Great collection. I like the Tweddles is that the J. Tweddles Jr.? what is your favorite? Which ones are pontiled?
ROBBYBOBBY64.


----------



## kostgar (Aug 5, 2021)

Love those! I collect NYC blobs, have most of them but I haven't seen John Cab (?), neither with sideways embossing nor the one which says 1848. What is the embossing on these two? Thank you!


----------



## bottles_inc (Aug 6, 2021)

ROBBYBOBBY64 said:


> Great collection. I like the Tweddles is that the J. Tweddles Jr.? what is your favorite? Which ones are pontiled?
> ROBBYBOBBY64.


This is the tweddles. I prefer the original's bottles to the sons personally, really deep shades of blue and green on the earlier bottles with some interesting closures although Jr made cool bottles too. My examples been put through the ringer but a deep blue tweddles with a nice applied lip is definitely on the wish list. The tweddles and both John cables are pontiled. The green M. B. & Co sure looks like it should be though


----------



## bottles_inc (Aug 6, 2021)

kostgar said:


> Love those! I collect NYC blobs, have most of them but I haven't seen John Cab (?), neither with sideways embossing nor the one which says 1848. What is the embossing on these two? Thank you!


It's John Cable on both with an interesting J. C. monogram. There's some better pics in this thread 




__





						Two pontilled John Cables
					

Around a month ago I bought the bottle on the right because it was an NY bottle, had an interesting shape (my favorite thing to collect) and was pontilled. The same seller then put up another john cable, and I had to have it. Not sure how many other john cables are out there, but I think I'll...



					www.antique-bottles.net
				



Have you seen the bottle second from left before? It's a M. B. & Co NY in green, been wondering if anyone's seen it in any other colors before or knows anything about the company


----------



## kostgar (Aug 30, 2021)

Bottles_inc, sorry for a belated response. No, I haven't seen M. B. & Co in green. I believe I only saw it in aqua with a regular top. I'm not sure what M. B. stands for, the only name that comes to mind is M. Batelle but they were in Brooklyn. Another company listed at 145 W 35 st is Walsh & O'Neill but I couldn't find any info on that company as well.


----------



## yacorie (Aug 30, 2021)

kostgar said:


> Love those!

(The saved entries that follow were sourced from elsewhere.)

PR #3086, opened 2024-06-26
Allow to import folders

jonenst:

no

feature

impossible to import all files in a folder, and impossible to import files in a folder that don't have the same basename as the folder

possible

- [ ] Yes
- [x] No


annetill:
Hi @jonenst, for me it is not a use case. If this feature is for CGMES users, we don't need it. The current design, where we load in triple store, is working fine and the community is used to it. I think that we don't have to create new use cases with datasource, just fix the current ones.

jonenst:
https://github.com/powsybl/powsybl-core/pull/3092/files is a more explicit and better choice I think

PR #3092, opened 2024-07-05
Importfolders2

jonenst:

NO

feature

impossible to import all files in a folder, and impossible to import files in a folder that don't have the same basename as the folder

possible

- [ ] Yes
- [x] No

**Other information**:

alternative to #3086


flo-dup (approved):

rolnico (approved):

docs/grid_exchange_formats/going_further/datasources.md
```diff
@@ -91,8 +91,14 @@ Even if `DirectoryDataSource` integrates the notions of base name and data exten
...
 extension if there is one.
 
-In addition to filtering with the regex parameter, in directory datasources the method `listNames(String regex)` filters
-filenames to only keep those starting with the base name.
+Note that in directory datasources, there are two behaviours for the method `listNames(String regex)`, which is used 
+to filter the files within the datasource. In addition to the filtering using the regex parameter, it can also 
+filter filenames to only keep those starting with the base name. This behaviour basename-filtering only occurs if 
+`allFiles` is set to `false` in the datasource.
+Setting `allFiles` to `true` is  for example very useful for the CGMES use case, in which a network is defined by 
+several files (TP, EQ, SV, SSH, GL, ...), often without a common prefix (base name).
```
jonenst, line 99:
```suggestion
several files (TP, EQ, SV, SSH, GL, ...), often without a common prefix (base name). This makes the DirectoryDataSource behave just like an ArchiveDataSource. 
```

commons/src/main/java/com/powsybl/commons/datasource/DataSourceUtil.java
```diff
@@ -62,20 +63,41 @@ static DataSource createDataSource(Path directory, String basename, String dataE
...
-    static DataSource createDataSource(Path directory, String fileNameOrBaseName, DataSourceObserver observer) {
-        Objects.requireNonNull(directory);
-        Objects.requireNonNull(fileNameOrBaseName);
+    static DataSource createDataSource(Path fileOrDirectory, DataSourceObserver observer) {
+        Objects.requireNonNull(fileOrDirectory);
+
+        DataSourceBuilder dataSourceBuilder = new DataSourceBuilder().withObserver(observer);
+        if (Files.isDirectory(fileOrDirectory)) {
+            dataSourceBuilder.withDirectory(fileOrDirectory)
+                .withBaseName(fileOrDirectory.getFileName().toString())
```
jonenst, line 72:
```suggestion
// we use the full directoryname here instead of a parsed representation using FileInformation
// this is required for now to allow directories with dots but without the dataextension (like "microgrid.v1.complete/")
// otherwise Fileinformation interprets the part after the dot as the dataextension. This has the drawback that
// directories with a dataextension (e.g. "network.xiidm/") will be rejected/mishandled because we will use
// a file named "network.xiidm.xiidm" inside it
// NOTE: this does not occur if the directory has a dot and also has the dataextension: "microgrid.v1.complete.xml/" works
// NOTE2: Maybe this can be fixed in the future by looking more at what is inside the directory and we can remove this
                .withBaseName(fileOrDirectory.getFileName().toString())
```

rolnico: This should go in the javadoc more than in a simple comment

PR #3096, opened 2024-07-09
[Short-circuit API] Add some javadoc.

colinepiloquet:

No

Docs update

A lot of javadoc is missing.

I've tried to add a short description for every public class or method.

- [ ] Yes
- [X] No


shortcircuit-api/src/main/java/com/powsybl/shortcircuit/ShortCircuitParameters.java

I collect NYC blobs, have most of them but I haven't seen John Cab (?), neither with sideways embossing nor the one which says 1848. What is the embossing on these two? Thank you!


All blobs or just early blob sodas?


----------



## yacorie (Aug 30, 2021)

Great group of bottles

We dug a couple NY pontiled sodas in CT  — all cobalt.  Tweedles, Dearborn and Knebels.  Also have a cobalt southwick & tupper.

I collect CT pontil sodas when I can find them.


----------



## bottles_inc (Aug 30, 2021)

yacorie said:


> Great group of bottles
> 
> We dug a couple NY pontiled sodas in CT  — all cobalt.  Tweedles, Dearborn and Knebels.  Also have a cobalt southwick & tupper.
> 
> I collect CT pontil sodas when I can find them.


Got any pics of the s&t? Those are nice bottles and they're pretty varied, would love to see 

Unrelated, if you're ever getting rid of any of em  let me know


----------



## yacorie (Aug 31, 2021)

bottles_inc said:


> Got any pics of the s&t? Those are nice bottles and they're pretty varied, would love to see
> 
> Unrelated, if you're ever getting rid of any of em  let me know


Here is the tupper - I’ll take more pics later but this is the one on my phone


----------



## kostgar (Aug 31, 2021)

yacorie said:


> All blobs or just early blob sodas?


All Brooklyn blobs. I stopped buying late blobs from other boroughs for lack of space but I keep any blobs I find - my bottles come from the ocean.

By saying I have most of them I meant I have 4 out of 7 in the picture, not most of the NYC blobs - that would be an insane number of bottles to own ))).


----------